_Problem to solve_.
Beginning at the top of the material, repeat each line exactly, and stop once the line with "This change should" has been written.

_Records provided_.

Issue #910, opened 2014-04-18
All entities should be constructed of components


SamJBarney:
I know this is an idea that I have talked about on the forum, but I think I should move it here just temporarily so that it can be looked at without getting cluttered down.

Another reason is that before I would get started on this, I would ask that ALL changes being made to any type of entity be put on hold until the rewrite is completed to avoid merge conflicts. That is what happened last time that I started on it, and I do not want it to happen again.
## Proposal

ALL entities should be constructed from discrete components which define the entity as a whole. These components should be separated into the following categories:
- Movement - Defines how the entity moves, if at all
- Attack - Defines how the entity attacks targets
- Physical - Handles collision detection
- AI - Handles how the entity reacts to being interacted with, along with how the AI acts in general.
- Environmental - Handles how the entity reacts to the environment, such as items being destroyed when they hit a cactus.
- System - Handles packet creation for letting the client know that the entity was spawned. Ex: Mob spawning is different than exp spawning

Along with that, each type of component provides a Lua interface to allow for custom components to be defined within Lua plugins.

Each vanilla mob will have default components defined in the settings file for MCServer that can be adjusted.

This change should allow for a greater flexibility for MCServer without compromising speed, and allow us to get a good, solid AI in place that is extensible.

I really would like to get this done soon. Please let me know if my conditions at the top of this are acceptable.

SphinxC0re:
Any updates on this one?

SafwatHalaby:
Is this still relevant with the new AI?

SphinxC0re:
It might be

worktycho:
I think its something we should do, but not as a complete rewrite. Just refactors here and there, when working on the methods for other reasons.

SafwatHalaby:
Yes, a complete rewrite feels like overkill to me.

PR #3295, opened 2016-08-05
Refactor mob code into modular "behaviors"

SafwatHalaby:
This work in progress is an attempt to make the mob code much more readable and modular. It should allow rapid development of the missing mobs, among other things.

After trying out several different approaches, I believe I've found the best way to refactor the mob code, but I want your opinion before I refactor everything.

This PR is a fully working "sample" of my plan, I only refactored `cPassiveMonster` and some of `cMonster` for now. The only regression is that idle agressive mobs do not wander around. 

I will now explain the idea behind "behaviors" and what problems this solves.
### Problems in the current mob code
- Non modular and complex to follow, trivial changes often break things, the mobs' decision logic is spread across classes and  isn't easy to deduce.
- "Updrift" of code: When two mob types which aren't related need a shared feature, the shared code is put in their first shared ancestor, making classes up the hierarcy tree fat and introducing the shared methods and variables to derived classes that never use them. In other cases, the code is simply left out of some derived classes. For instance, this is why we don't have wolf breeding.
- The "state system" is outdated and practically overriden. All mobs have 3 "official" states (Chasing, Idle, Escaping), but in reality some mobs never need some of these states, and some mobs have many other states (following player, making love, sitting, etc). The actual state lies in various boolean flags, timers, and entity pointers that trump the "official" state system, and these aren't grouped together systematically.
### behaviors solution (In Concept)

The code is divided into classes representing atomic units of behavior. Each monster is a mashup of various behaviors.

Examples of behaviors:
 Agression toward players
 Attraction to certain held items
 Fearing daylight
 Fearing cats
 Protection of players
 Wandering around
 Cowardness (running away when hit)
 Following a player
 Protecting a player

Splitting the code into such behaviourally related classes obviously makes readability and maintainability much easier by grouping behaviors together in self contained modules. It also provides very powerful "plug-and-play" system; I can easily make a chicken defend an owner or make cows agressive simply by adding or removing the relevant behaviors. The behaviors are mobtype agnostic.
### behaviors (Code-specific)

In order to use a behavior, the monster must:
1. Have a member variable of the desired behavior, cbehaviorX
2. Make sure to call the proper behavior methods. They typically involve "forwarding"
   methods to the behavior, e.g. calling "cbehaviorX::Tick from the monster's Tick".
   The methods that should be forwarded vary by behavior and are documented in a behavior's header file.
3. Some behaviors expect their host monster to have specific methods. In such rare casess, the monster
   must also override method cMonster::someMethod. For instance, `cBehaviorBreeder` expects the host
   to implement a method which dictates a child's attributes based on two parents.  *(Edit: Removed interfaces for simplicity). *

**Active ticks:**
In a monster tick, the monster sequentially executes its behaviors' `ActiveTick()` methods for every behavior that has one, stopping at the first `ActiveTick()` which returns true. Returning true means the behavior has decided to control the monster. This means that each tick, exactly one behavior controls the monster.
This also means that the ordering of the "ActiveTick()" calls determines
priorities. We don't want our "wander" behavior to control us if we're a zombie at sunlight. We'd rather be controlled by the anti-burning behavior and seek shade. Similarly, chasing players is higher priority than wandering but lower priority than seeking shade. 

**Passive ticks:**
In a monster tick, the monster should call `Tick()` for every behavior that has one. (After the ActiveTick)
This is a "passive tick " which should not control the mob's actions. It is only used for bookkeeping, e.g. updating a behavior's timers and cooldowns. **Edit:** Or for actions that need to be done regardless of the current state (e.g. chicken laying eggs).

Below are two priority examples:

Example 1: For a zombie, we could execute ActiveTick
in the following order:
 cbehaviorBurnsAtDaylight.ActiveTick()
 cbehaviorAgressive::ActiveTick(),
 cbehaviorWanderer::ActiveTick()

This makes the mob wander around if there's neither daylight burns nor players, and attack players
only if there's no daylight burns.

Example 2: Wolf
 cbehaviorProtector::ActiveTick()     // priority 1 is owner protection. Always returns false if ownerless.
 cbehaviorItemFollower::ActiveTick()  // following food.
 cbehaviorTamed()::ActiveTick()       // Following owner. This always returns true unless we are ownerless.
 cbehaviorWanderer()::ActiveTick()    // Wander around only if ownerless.

It isn't mandatory for a behavior to have a Tick nor an ActiveTick.
### In short

behaviors rock.
Opinions please! I don't want to go further without a green light.

### DIFF
--- a/src/Mobs/AggressiveMonster.cpp
+++ b/src/Mobs/AggressiveMonster.cpp
@@ -12,10 +12,11 @@
 
 
 
-cAggressiveMonster::cAggressiveMonster(const AString & a_ConfigName, eMonsterType a_MobType, const AString & a_SoundHurt, const AString & a_SoundDeath, double a_Width, double a_Height) :
-	super(a_ConfigName, a_MobType, a_SoundHurt, a_SoundDeath, a_Width, a_Height)
+cAggressiveMonster::cAggressiveMonster(const AString & a_ConfigName, eMonsterType a_MobType, const AString & a_SoundHurt, const AString & a_SoundDeath, double a_Width, double a_Height, int a_AggressionLightLevel) :
+	super(a_ConfigName, a_MobType, a_SoundHurt, a_SoundDeath, a_Width, a_Height), m_BehaviorAggressive(this, a_AggressionLightLevel)
 {
 	m_EMPersonality = AGGRESSIVE;
+	ASSERT(GetBehaviorChaser() != nullptr);
 }
 
 
@@ -27,14 +28,17 @@ void cAggressiveMonster::Tick(std::chrono::milliseconds a_Dt, cChunk & a_Chunk)
 {
 	super::Tick(a_Dt, a_Chunk);
 
+	cBehaviorChaser * BehaviorChaser = GetBehaviorChaser();
+	cBehaviorWanderer * BehaviorWanderer = GetBehaviorWanderer();
+
 	for (;;)
 	{
-		GetBehaviorAggressive()->ActiveTick();
-		if (GetBehaviorChaser()->ActiveTick())
+		m_BehaviorAggressive.ActiveTick();
+		if (BehaviorChaser->ActiveTick())
 		{
 			break;
 		}
-		if (GetBehaviorWanderer()->ActiveTick())
+		if ((BehaviorWanderer != nullptr) && BehaviorWanderer->ActiveTick(a_Dt, a_Chunk))
 		{
 			break;
 		}
@@ -43,5 +47,5 @@ void cAggressiveMonster::Tick(std::chrono::milliseconds a_Dt, cChunk & a_Chunk)
 		break;
 	}
 
-
+	BehaviorChaser->Tick();
 }
--- a/src/Mobs/AggressiveMonster.h
+++ b/src/Mobs/AggressiveMonster.h
@@ -1,10 +1,10 @@
 #pragma once
 
 #include "Monster.h"
+#include "Behaviors/BehaviorAggressive.h"
 
 
-
-
+typedef std::string AString;
 
 class cAggressiveMonster :
 	public cMonster
@@ -13,11 +13,10 @@ class cAggressiveMonster :
 
 public:
 
-	cAggressiveMonster(const AString & a_ConfigName, eMonsterType a_MobType, const AString & a_SoundHurt, const AString & a_SoundDeath, double a_Width, double a_Height);
+	cAggressiveMonster(const AString & a_ConfigName, eMonsterType a_MobType, const AString & a_SoundHurt, const AString & a_SoundDeath, double a_Width, double a_Height, int a_AggressionLightLevel);
 
 	virtual void Tick          (std::chrono::milliseconds a_Dt, cChunk & a_Chunk) override;
+
+private:
+	cBehaviorAggressive m_BehaviorAggressive;
 } ;
-
-
-
-
--- a/src/Mobs/Bat.cpp
+++ b/src/Mobs/Bat.cpp
@@ -6,8 +6,7 @@
 #include "../Chunk.h"
 
 
-cBat::cBat(void) :
-	super("Bat", mtBat,  "mob.bat.hurt", "mob.bat.death", 0.5, 0.9)
+cBat::cBat(void) : super("Bat", mtBat,  "mob.bat.hurt", "mob.bat.death", 0.5, 0.9)
 {
 	SetGravity(-2.0f);
 	SetAirDrag(0.05f);
--- a/src/Mobs/Bat.h
+++ b/src/Mobs/Bat.h
@@ -7,10 +7,8 @@
 
 
 
-class cBat :
-	public cPassiveMonster
+class cBat : public cMonster
 {
-	typedef cPassiveMonster super;
 
 public:
 	cBat(void);
--- a/src/Mobs/Behaviors/BehaviorBreeder.cpp
+++ b/src/Mobs/Behaviors/BehaviorBreeder.cpp
@@ -18,12 +18,13 @@ iBehaviorBreeder::~iBehaviorBreeder()
 
 
 
-cBehaviorBreeder::cBehaviorBreeder(iBehaviorBreeder * a_ParentInterface) :
-	m_ParentInterface(a_ParentInterface),
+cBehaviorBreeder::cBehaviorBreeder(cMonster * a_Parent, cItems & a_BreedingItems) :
PR #3301, opened 2016-08-07
Removed "." and ".." from cFile:GetFolderContents().

### LINKED ISSUE #3299: Using cFile:GetFolderContents in combination with cFile:Delete can be dangerous
### Expected behavior
The function `cFile:GetFolderContents` should return the content of a folder, but without the current folder and the upper folder..

### Actual behavior
The function `cFile:GetFolderContents` returns the content of a folder.
Problem here is that it also returns the current folder and the upper folder. In combination with `cFile:Delete`, it deletes the current folder and the upper folder
Example Plugin APIDump, has this problem [main_APIDump.lua#L1288L1289](https://github.com/cuberite/cuberite/blob/master/Server/Plugins/APIDump/main_APIDump.lua#L1288L1289)
```
API/Static/.
API/Static/..
API/Static/.gitignore
API/Static/decoda_debug_settings.png
API/Static/decoda_logo.png
API/Static/decoda_workspace.png
API/Static/zbs_logo.png
API/Static/zbs_workspace.png
```
The plugin APIDump loops over the content of the folder API/Static and deletes all files/folders in the current folder and in the upper folder.

1) Rename/Delete a already existing API folder in the root directory
2) Enable the plugin APIDump
3) Start the server
4) Run the command api

The folder API is not existent and in the sever console comes this message:
```23:13:01] Cannot output HTML API: API/index.html: No such file or directory```

### Scenario:
A developer writes a plugin where the player files are in a folder named `CTF/playefiles`. He is testing his reset function, that loops over the folder content and uses `cFile:Delete`. Only to find then out that his whole plugin is deleted.

### Solution
The function `cFile:GetFolderContents` shouldn't return the upper and current folder.

madmaxoft:
Fixes #3299 .

### DIFF
--- a/src/OSSupport/File.cpp
+++ b/src/OSSupport/File.cpp
@@ -524,6 +524,13 @@ AStringVector cFile::GetFolderContents(const AString & a_Folder)
 		{
 			do
 			{
+				if (
+					(strcmp(FindFileData.cFileName, ".") == 0) ||
+					(strcmp(FindFileData.cFileName, "..") == 0)
+				)
+				{
+					continue;
+				}
 				AllFiles.push_back(FindFileData.cFileName);
 			} while (FindNextFileA(hFind, &FindFileData));
 			FindClose(hFind);
@@ -546,6 +553,13 @@ AStringVector cFile::GetFolderContents(const AString & a_Folder)
 			struct dirent *dirp;
 			while ((dirp = readdir(dp)) != nullptr)
 			{
+				if (
+					(strcmp(dirp->d_name, ".") == 0) ||
+					(strcmp(dirp->d_name, "..") == 0)
+				)
+				{
+					continue;
+				}
 				AllFiles.push_back(dirp->d_name);
 			}
 			closedir(dp);


madmaxoft:
Haven't actually tested this on Linux, could someone do that please?

Seadragon91:
Tested it under Linux and it works. Now the plugin APIDump also works correctly.

Seadragon91:
Rebased the pull request.

NiLSPACE:
This breaks allot of my plugins I'm afraid :|

Seadragon91:
You are using the `.``, `..` in a plugin?

NiLSPACE:
No, but I sometimes remove the first two items in the array before doing stuff.

Seadragon91:
@NiLSPACE Under Linux, the current folder is not at top, only the upper folder. A for loop would be necessary.

LogicParrot:
So, there might have been a Linux bug in those plugins anyways.

Seadragon91:
Ag, my Plugin SkyBlock is now also broken...

sphinxc0re:
We should write an announcement on twitter and the newsletter

PR #3306, opened 2016-08-09
Fixed NetherBrick recipes

jammet:
Again. This used to work, according to a player.


mathias-github:
Thanks! I forgot to fix this when I changed the item name.

PR #3307, opened 2016-08-10
Change Plugins.m_Version from int to double

RubenEu:
I think that is interesting to change that type variable for plugins that have minor versions.

For example: [Cuberite:Essentials](https://github.com/cuberite/Essentials/blob/master/Info.lua) version actually is 0.2, but with int the version is narrowed to 0.

### DIFF
--- a/src/Bindings/Plugin.h
+++ b/src/Bindings/Plugin.h
@@ -114,8 +114,8 @@ public:
 	const AString & GetName(void) const  { return m_Name; }
 	void SetName(const AString & a_Name) { m_Name = a_Name; }
 
-	int GetVersion(void) const     { return m_Version; }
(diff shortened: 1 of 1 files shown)


bearbin:
Is there actally any importance in having the version be a number? Having it be a string would be most sensible.

RubenEu:
I think that double is enough for compare and have minor versions specificated.

Seadragon91:
This could break plugins, if they have no int values in version.

madmaxoft:
Actually, this is a very bad idea. The version is meant to be programmatically compared and is NOT intended at all to be visible to the server admins. More or less the same as Android's API levels.

One counterexample to break your thinking: how about version `0.13`, is it really older than version `0.6`? Your code would make it so.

_Solution to this task_.
Issue #910, opened 2014-04-18
All entities should be constructed of components


SamJBarney:
I know this is an idea that I have talked about on the forum, but I think I should move it here just temporarily so that it can be looked at without getting cluttered down.

Another reason is that before I would get started on this, I would ask that ALL changes being made to any type of entity be put on hold until the rewrite is completed to avoid merge conflicts. That is what happened last time that I started on it, and I do not want it to happen again.
## Proposal

ALL entities should be constructed from discrete components which define the entity as a whole. These components should be separated into the following categories:
- Movement - Defines how the entity moves, if at all
- Attack - Defines how the entity attacks targets
- Physical - Handles collision detection
- AI - Handles how the entity reacts to being interacted with, along with how the AI acts in general.
- Environmental - Handles how the entity reacts to the environment, such as items being destroyed when they hit a cactus.
- System - Handles packet creation for letting the client know that the entity was spawned. Ex: Mob spawning is different than exp spawning

Along with that, each type of component provides a Lua interface to allow for custom components to be defined within Lua plugins.

Each vanilla mob will have default components defined in the settings file for MCServer that can be adjusted.

This change should allow for a greater flexibility for MCServer without compromising speed, and allow us to get a good, solid AI in place that is extensible.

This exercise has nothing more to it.